I currently have black gravel on top of Tetraplant complete but will be changing to ADA Amazonia at some stage in the new year so I was wondering is there any benefit or even dangers if I was to scrape away the the gravel leaving the substrate base and adding the ADA substrate on top of it? Would the Tetraplant leech into the water or ADA substrate therefore getting into water column?


----------



## ceg4048 (8 Dec 2012)

Hello,
      Amazonia does not need a base as it is a complete and enriched substrate, so you should remove everything, however, it leaving what is already there in place makes no absolutely difference.

Cheers,


----------



## Brian Murphy (8 Dec 2012)

ceg4048 said:
			
		

> Hello,
> Amazonia does not need a base as it is a complete and enriched substrate, so you should remove everything, however, it leaving what is already there in place makes no absolutely difference.
> 
> Cheers,



Thanks ceg, I should have went with ADA from the start.  The Tetraplant says complete aswell but still needs capped with gravel


----------



## Antipofish (8 Dec 2012)

Personally I would syphon off the top layer until you expose the tetra plant complete (dont worry if you leave a few scatterings of your gravel).  Then cap the TPC with a gravel tidy (people nowadays use plastic greenhouse shading available from most garden centres).  And cover with your ADA.  Not only will that give you an excellent substrate, it will not waste the TPC that you have already paid for, and will reduce the already high cost of ADA soil 

As a refinement to the above, once you have done your syphoning, drain all the water out.  You can do this by draining down to the substrate layer and then scraping a small patch of the TPC out of the way to expose the bottom of the tank, raising it one end so the remaining water runs to that end, then draining the last bit of water out.

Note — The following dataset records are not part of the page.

PR #414, opened 2021-10-21
Install headers and include targets for the shared library build

jungpark-mlir:
- Exports header files
- Don't exclude all external/ when BUILD_FAT_LIBMLIRMIOPEN=OFF

Related to https://github.com/ROCmSoftwarePlatform/llvm-project-private/issues/348
but not necessary because C-API is already included in libMLIRMIOpen.a

Example build tested with both static and shared library


mlir/CMakeLists.txt
```diff
@@ -34,3 +34,46 @@ add_subdirectory(lib)
 add_subdirectory(lib/CAPI)
 add_subdirectory(test)
 add_subdirectory(tools)
+
+if (NOT LLVM_INSTALL_TOOLCHAIN_ONLY)
+  install(DIRECTORY include/mlir include/mlir-c
```
jerryyin: Does all those files below needed when build with `-DBUILD_FAT_LIBMLIRMIOPEN`?

cmake/llvm-project.cmake
```diff
@@ -53,4 +53,8 @@ list(APPEND CMAKE_EXE_LINKER_FLAGS
   " -Wl,-rpath -Wl,${CMAKE_CURRENT_BINARY_DIR}/external/llvm-project/llvm/lib"
 )
 
-add_subdirectory("${LLVM_PROJ_SRC}/llvm" "external/llvm-project/llvm" EXCLUDE_FROM_ALL)
+if( BUILD_FAT_LIBMLIRMIOPEN )
+  add_subdirectory("${LLVM_PROJ_SRC}/llvm" "external/llvm-project/llvm" EXCLUDE_FROM_ALL)
```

Next, using a scaping tool (bit like a triangular fish slice) scrape the TPC back from all four edges of the tank so that you have a level layer but with an inch or two gap all the way around, and wipe around with a cloth.  Then place your gravel tidy (greenhouse shading) over the TPC.  This will leave an "edge" to fill in with the ADA and then add the rest, so that it does not look like one layer on top of another, but looks like ALL your substrate is ADA.

Hope this helps.


----------



## Brian Murphy (9 Dec 2012)

Antipofish said:
			
		

> Personally I would syphon off the top layer until you expose the tetra plant complete (dont worry if you leave a few scatterings of your gravel).  Then cap the TPC with a gravel tidy (people nowadays use plastic greenhouse shading available from most garden centres).  And cover with your ADA.  Not only will that give you an excellent substrate, it will not waste the TPC that you have already paid for, and will reduce the already high cost of ADA soil
> 
> As a refinement to the above, once you have done your syphoning, drain all the water out.  You can do this by draining down to the substrate layer and then scraping a small patch of the TPC out of the way to expose the bottom of the tank, raising it one end so the remaining water runs to that end, then draining the last bit of water out. Next, using a scaping tool (bit like a triangular fish slice) scrape the TPC back from all four edges of the tank so that you have a level layer but with an inch or two gap all the way around, and wipe around with a cloth.  Then place your gravel tidy (greenhouse shading) over the TPC.  This will leave an "edge" to fill in with the ADA and then add the rest, so that it does not look like one layer on top of another, but looks like ALL your substrate is ADA.
> 
> Hope this helps.



Thats a good idea .... I was hoping I could use it to 'bulk' up the level of substrate and save me £££ when it came to buying ADA substrate.  Thanks for the tip


----------